Here, we determined the molecular mechanism behind the anticancer efficacy of our recently announced drug, modified effectively employed a strategic blending of biopolymers. This research determined the antitumoral mechanism of action of QPCF-NPs. The newly published in vitro study is supported by our in vivo outcome. The anticancer potential of QPCF-NPs through suppression of IL-2 and IL-6-mediated phosphorylation/activation of Caspase-3 was significantly validated by ELISA. In vivo and in vitro studies, which exhibit tumor suppression and inhibition results. Also validate the efficacy of our drug modification strategy. Furthermore, the lack of toxicity in mice increases drug bioavailability. QPCF-NPs were successfully prepared for targeting hepatocellular carcinoma. Our results indicated that QPCF-NPs improved the antioxidant state and normalized several pathological enzymes. Morphological-histopathological studies support that QPCF-NPs scavenged free radicals generated through DEN and maintained normal tissue architecture. Again, the antiproliferative action might be due to binding to caspase-3. HPLC analyses revealed that QPCF-NPs had good absorption and liver tissue distribution, indicating the initiation of apoptosis in HCC. It was also observed that QPCF-NPs deposited in the liver but showed their protective action against HCC. Therefore, QPCF-NPs might be effective against DEN-induced liver carcinoma in rats, which is beneficial for future drug design. In conclusion, our analysis emphasizes the importance of carefully planning formulations and drug polymer modification’s effective potential to treat hepatic cancer. This opens the door for further investigation into these effective therapy approaches, which could lead to the creation of more potent and practically feasible QPCF-NPs and possibly other difficult cancer treatments.

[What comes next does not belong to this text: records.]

PR #3538, opened 2025-06-06
dracut: Ignore ignition modules if building kdump initrd

### LINKED ISSUE #1832: Configure kdump to exclude some coreos modules in generated kdump initramfs
There are some low memory cases where kdump is failing to start.

The initramfs generated for kdump includes all the modules used for CoreOS, including Ignition, which make it larger than needed (i.e. Ignition shouldn't and won't run on the kdump boot). So there is opportunity for us to reduce the size (and thus memory requirements) through configuration.

This request originated in https://issues.redhat.com/browse/OCPBUGS-44368

Johan-Liebert1:
Fixes: coreos/fedora-coreos-tracker#1832

Also needs 
https://github.com/coreos/afterburn/pull/1216
~~https://github.com/coreos/ignition/pull/2090~~

Kdump initrd size before patch 66M, after patch 39M

### DIFF
--- a/overlay.d/05core/usr/lib/dracut/modules.d/35coreos-ignition/module-setup.sh
+++ b/overlay.d/05core/usr/lib/dracut/modules.d/35coreos-ignition/module-setup.sh
@@ -2,6 +2,12 @@
 # -*- mode: shell-script; indent-tabs-mode: nil; sh-basic-offset: 4; -*-
 # ex: ts=8 sw=4 sts=4 et filetype=sh
 
+check() {
+    if [[ $IN_KDUMP == 1 ]]; then
+        return 1
+    fi
+}
+
 depends() {
     echo systemd network ignition coreos-live
 }
--- a/overlay.d/05core/usr/lib/dracut/modules.d/35coreos-live/module-setup.sh
+++ b/overlay.d/05core/usr/lib/dracut/modules.d/35coreos-live/module-setup.sh
@@ -1,3 +1,9 @@
+check() {
+    if [[ $IN_KDUMP == 1 ]]; then
+        return 1
+    fi
+}
+
 depends() {
     # We need the rdcore binary
     echo rdcore
--- a/overlay.d/05core/usr/lib/dracut/modules.d/35coreos-multipath/module-setup.sh
+++ b/overlay.d/05core/usr/lib/dracut/modules.d/35coreos-multipath/module-setup.sh
@@ -2,6 +2,12 @@
 # -*- mode: shell-script; indent-tabs-mode: nil; sh-basic-offset: 4; -*-
 # ex: ts=8 sw=4 sts=4 et filetype=sh
 
+check() {
+    if [[ $IN_KDUMP == 1 ]]; then
+        return 1
+    fi
+}
+
 depends() {
     echo multipath
 }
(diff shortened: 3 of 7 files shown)


Johan-Liebert1:
hmmm, to generate vmcore, we still need `crashkernel=256M`. No vmcore is generated with just 128M

Johan-Liebert1:
The entire unpacked initrd comes in at 99M

`kdumpctl estimate` also recommends at least 256M of reserved memory

```
Reserved crashkernel:    256M
Recommended crashkernel: 256M

Kernel image size:   46M
Kernel modules size: 11M
Initramfs size:      38M
Runtime reservation: 64M
Large modules:
    xfs: 3670016
    kvm: 1482752

```

jlebon:
OK actually, there is a more explicit check we could do here: [mkdumprd sets `IN_KDUMP=1`](https://github.com/rhkdump/kdump-utils//blob/1d40ea3a186c65e009f8cca775e6bb07c39fd80f/mkdumprd#L22), which can then be checked in the dracut modules to know if the kdump initrd is being built ([example](https://github.com/rhkdump/kdump-utils//blob/1d40ea3a186c65e009f8cca775e6bb07c39fd80f/dracut/99earlykdump/module-setup.sh#L11), [example](https://github.com/rhkdump/kdump-utils//blob/1d40ea3a186c65e009f8cca775e6bb07c39fd80f/dracut/99kdumpbase/module-setup.sh#L32)).

So let's use that instead.

Johan-Liebert1:
Thanks for the review. Updated PR to use `$IN_KDUMP`.

Another module for consideration is `99emergency-shell-setup`. This seems to be partially tied to ignition, so we could also skip this one?

jbtrystram:
We should also have a test checking that the modules are not present in the kdump initramfs, in order to not regress in case upstream kexec-tools change that `IN_KDUMP` variable IMO

jbtrystram:
> Another module for consideration is `99emergency-shell-setup`. This seems to be partially tied to ignition, so we could also skip this one?

Yes we can, we already have the needed bits to extract the journal in kdump tests. However this module is really small, so I am not expecting a big size difference

jlebon (approved):
Thanks!

jlebon:
> We should also have a test checking that the modules are not present in the kdump initramfs, in order to not regress in case upstream kexec-tools change that `IN_KDUMP` variable IMO

Hmm, you think? I would consider that part of the API, but maybe not. cc @licliu @coiby

licliu:
Hi @jlebon, IN_KDUMP is a long-standing variable that is unlikely to change, but we only use it in kdump maintained dracut modules. For other dracut modules, we use dracut hostonly check to avoid including unnecessary modules into the kdump initramfs.

I think any correct implementation is acceptable, I just prefer to use the method that is already in use. And I think it would be useful to add a test, sometimes modules are added to the initramfs as dependencies, and the test could provide some useful information for debugging.

BTW, we also maintain a list of modules that are explicitly excluded when building the kdump initramfs  https://github.com/rhkdump/kdump-utils/blob/1d40ea3a186c65e009f8cca775e6bb07c39fd80f/99-kdump.conf. But for you, it may be more flexible to maintain related code in a repository that you are familiar with.

Johan-Liebert1:
Thanks for merging this. As suggested by @jbtrystram, I'll create another PR adding tests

The purpose of this study is to create and assess folic acid-chitosan-coated PLGA nanoparticles loaded with quercetin in order to improve drug delivery and targeting in the treatment of HCC. With the help of chitosan’s biocompatibility and folic acid’s targeting ability, this innovative nanoparticle formulation aims to reduce adverse effects and increase therapeutic efficacy. The findings show notable enhancements in drug release kinetics, cellular uptake, and anticancer effectiveness in HCC cells, indicating the possibility of this tailored nanotherapy for more successful HCC treatment.